Task brief: Reproduce the entries exactly, beginning with the line containing "annotations for now" and ending with their last line, both included.
Top of Provided records
PR #4654, opened 2016-02-26
Convert relational annotations to fluent api in model snapshot

### LINKED ISSUE #4382: ModelSnapshot is different after migration is added and then removed
While looking at code that was about to get checked in on my project I noticed that the ApplicationDbContextModelSnapshot had changed, even though I had reverted a change I thought I wanted to make.

Specifically I added a migration with some changes to an existing entity, but didn't like them so I used `dnx ef database update [prior_migration]` and `dnx ef migrations remove`  When I was checking out Team Explorer I noticed the differences were there.

Not sure it matters, because they seem functionally equivalent, but also unclear why they should be different when the model state is the same and wanted to bring it up in case something might cause issues in a more general release to broader audience.

The changes occur in *all entities* in the model (not just the one I tried to change) and looks something like this:

       modelBuilder.Entity("MyApp.Models.AnswerOption", b =>
                {
                    b.ToTable("AnswerOption");

                    b.Property<int>("Id")
                        .ValueGeneratedOnAdd();

                    b.Property<int?>("QuestionId");

                    b.Property<string>("Text");

                    b.HasKey("Id");

                    b.HasIndex("QuestionId");
                });

to

            modelBuilder.Entity("MyApp.Models.AnswerOption", b =>
                {
                    b.Property<int>("Id")
                        .ValueGeneratedOnAdd();

                    b.Property<int?>("QuestionId");

                    b.Property<string>("Text");

                    b.HasKey("Id");

                    b.HasIndex("QuestionId");

                    b.HasAnnotation("Relational:TableName", "AnswerOption");
                });

the difference being that it initially uses `b.ToTable("AnswerOption");` but after the migrate/remove migrate uses `b.HasAnnotation("Relational:TableName", "AnswerOption");`

if `HasAnnotation` is supposed to mean that my entity has that annotation in its definition, then it is worth noting that it does not have any attributes at all (on the class or any properties)

Again, hasn't been a problem for me, but seemed worth mentioning. (using RC2-16649)

smitpatel:
Resolves #4382 
This converts all the relational annotations (except sequence & `DatabaseName`) in model snapshot to fluent API.
Let me know if I missed any :smile:

### DIFF
--- a/src/Microsoft.EntityFrameworkCore.Commands/Migrations/Design/CSharpSnapshotGenerator.cs
+++ b/src/Microsoft.EntityFrameworkCore.Commands/Migrations/Design/CSharpSnapshotGenerator.cs
@@ -8,6 +8,7 @@ using JetBrains.Annotations;
 using Microsoft.EntityFrameworkCore.Infrastructure;
 using Microsoft.EntityFrameworkCore.Internal;
 using Microsoft.EntityFrameworkCore.Metadata;
+using Microsoft.EntityFrameworkCore.Metadata.Builders;
 using Microsoft.EntityFrameworkCore.Metadata.Internal;
 using Microsoft.EntityFrameworkCore.Utilities;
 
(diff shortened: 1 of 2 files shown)


ajcvickers:
Do we plan to leave provider-specific annotations as annotations? Or will there be another PR to handle things like ForSqlServerToTable?

rowanmiller:
> I'm fine with leaving provider-specific annotations as annotations for now

:+1: 

> it would be good to convert to fluent API in the future. @smitpatel Maybe create an issue for this?

I think we should wait for some more data before spending time on this one. My guess is that very few people will be using the provider specific "overloads".

ajcvickers:
:shipit:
Bottom of Provided records
Exercise response:
> I'm fine with leaving provider-specific annotations as annotations for now

:+1: 

> it would be good to convert to fluent API in the future. @smitpatel Maybe create an issue for this?

I think we should wait for some more data before spending time on this one. My guess is that very few people will be using the provider specific "overloads".

ajcvickers:
:shipit:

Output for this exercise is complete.